Each node has multiple NICs - NIC1, NIC2 and NIC3.
- Controller NICs
- NIC2: This NIC is used for both OpenStack API, Storage, StorageMgmt as well as to PXE boot the node (from director). This NIC is connected to the br-ctlplane bridge (enp1s0f1)
- NIC3: This NIC is used for tenant traffic. This NIC is connected to the br-tenant bridge. (enp6s0f0/enp7s0f0)
- NIC1: THis NIC is used for external management access to tbe node (enp1s0f0)
- Compute NICs
- NIC2: This NIC is used for both OpenStack API, Storage, StorageMgmt as well as to PXE boot the node (from director). This NIC is connected to the br-ctlplane bridge. (eno2/enp1s0f1)
- NIC3: This NIC is used for tenant traffic. This NIC is connected to the br-tenant bridge. (enp6s0f0/enp7s0f0)
- NIC1: Unused
- Director node
- eth1: This NIC is used for both OpenStack API, Storage, StorageMgmt as well as to PXE boot the node (from director). This NIC is connected to the br-ctlplane bridge.

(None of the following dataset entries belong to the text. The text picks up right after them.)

PR #6471, opened 2026-03-24
rename DEFAULT_PAGE_SIZE to PAGE_SIZE

Carlyle-Foster:
to reflect that it's often not just a default

### DIFF
--- a/core/crypto/argon2id/argon2id.odin
+++ b/core/crypto/argon2id/argon2id.odin
@@ -143,7 +143,7 @@ derive :: proc(
 	m_ := 4 * u64(p) * (m / u64(4 * p))
 	b := mem.alloc_bytes_non_zeroed(
 		int(m_) * BLOCK_SIZE_BYTES,
-		alignment = mem.DEFAULT_PAGE_SIZE,
+		alignment = mem.PAGE_SIZE,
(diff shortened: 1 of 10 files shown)


Kelimion:
And we have another hardcoded one in `core:mem/alloc.odin`.
```odin
DEFAULT_PAGE_SIZE ::
	64 * 1024 when ODIN_ARCH == .wasm32 || ODIN_ARCH == .wasm64p32 else
	16 * 1024 when ODIN_OS == .Darwin && ODIN_ARCH == .arm64 else
	4 * 1024
```

@gingerBill may want to consider whether and how to consolidate these.

Carlyle-Foster:
> And we have another hardcoded one in `core:mem/alloc.odin`.
> 
> ```odin
> DEFAULT_PAGE_SIZE ::
> 	64 * 1024 when ODIN_ARCH == .wasm32 || ODIN_ARCH == .wasm64p32 else
> 	16 * 1024 when ODIN_OS == .Darwin && ODIN_ARCH == .arm64 else
> 	4 * 1024
> ```
> 
> @gingerBill may want to consider whether and how to consolidate these.

my latest commits are a draft of consolidation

- eth0: This NIC is used for lab management access to the director.
-
osp_director_node: The jumphost needs IP reachability to the OSP director node. These settings are provided in the undercloud_ip setting of settings.yaml
-
Switch: There are two switches in this setup (refer figure in: https://cisco.jiveon.com/docs/DOC-1833964#jive_content_id_Testbed_Name_TBOSPD10_RHEL) One switch (TOR1) is used for interconnecting the openstack control plane & PXE boot netwrok between the controller, compute and director nodes One switch (TOR2) is used for tenant VM traffic on the computes. Switch configuration on ToR1 is hard-coded by manual configuration Switch configuration on ToR2 would be managed by VTC.
-
All NIC settings Instead of making this configurable via. base.conf, currently all configuration is dumped into compute.yaml and controller.yaml and is part of the testbed template configuration under: osp_installer/ansible/roles/osp-overcloud/templates
-
SJC lab proxy settings: osp7_installer/conf_common/sj.conf
-
Default config can be found in: osp_installer/conf_common/base.conf. THis file is a mix of all sort of configuration pertaining to undercloud/overcloud. May need to split this into more manageable number of knobs.
-
List of overcloud nodes: Found as variable 'overcloud_nodes' in vts_osp.conf. This list is directly copied over as instackenv.json on the testbed.
-
Director Node config (in vts_osp.conf)
director_node_hostname = director_node_ssh_ip = director_node_ssh_username =
- Create a directory in git to store contents of the hooks - for VTS
- Create a copy of the network-environment.yaml and network-isolation.yaml (if required) in git.
- Remove unncessary repetition of variable in both .conf files and overcloud configuration files. Just copy them over.
- Use the latest overcloud installation procedure provided in 2.6.1 to insert ML2 plugin into the overcloud controllers.
- Connect to VTC.
- Ensure that VTC can manage the ToR for setting up VM traffic.